Unbound symbols do not necessarily indicate a potential binary stability
problem. They only mean that when appcert was run, the runtime dynamic
linker could not resolve these symbols.

Unbound symbols might be due to LD_LIBRARY_PATH not being correctly set.
Make sure it is set, so that all of your binary objects can find all of
the libraries they depend on (either your product's own libraries,
Solaris libraries, or those of a third party). Then re-run appcert.

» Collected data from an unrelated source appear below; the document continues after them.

PR #210, opened 2020-01-09
Convert accounts GET controller to new data model

kddejong:
## Proposed changes

- Use new data model for accounts GET controller
- Build out ServiceBuilder for additionally needed items

## Types of changes

## Checklist


pkg/errors/error.go
```diff
@@ -33,21 +33,21 @@ type StatusError struct {
 	stack    *stack
 }
 
-func (e *StatusError) Error() string { return e.Details.Message }
```
kddejong: Makes a lot more sense here to not use Pointer receivers for these functions.

pkg/data/dataiface/account.go
```diff
@@ -0,0 +1,20 @@
+//
```
kddejong: Common dataiface to make working with the servicebuilder easier.

cmd/lambda/accounts/main.go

You might find it useful to write a shell script that sets up the
environment correctly and then runs appcert on the binaries you want to

Another common cause for unbound symbols is when a shared object under
test has not recorded its dynamic dependencies, that is, at build time
the -l switch was not supplied to the compiler and ld(1). So the shared
object requires that the executables that link against it have the
correct dependencies recorded.

Notice that such a shared object can either be linked in the standard way
(that is, specified at an executable's build time) or dynamically opened
(for example, an executable calls dlopen(3C) on the shared object
sometimes when running). Either case can give rise to unbound symbols
when appcert is run. The former can usually be resolved by setting
LD_LIBRARY_PATH appropriately before running appcert. The latter (dlopen)
is usually difficult to resolve. Under some circumstances, you might be
able to set LD_PRELOAD appropriately to preload the needed libraries, but
this procedure does not always work.

How do you know if the environment has been set up correctly so that
there will be no unbound symbols? It must be set up so that running ldd
-r on the binary yields no "file not found" or "symbol not found" errors.
See and ldd(1) for more information on dynamic linking.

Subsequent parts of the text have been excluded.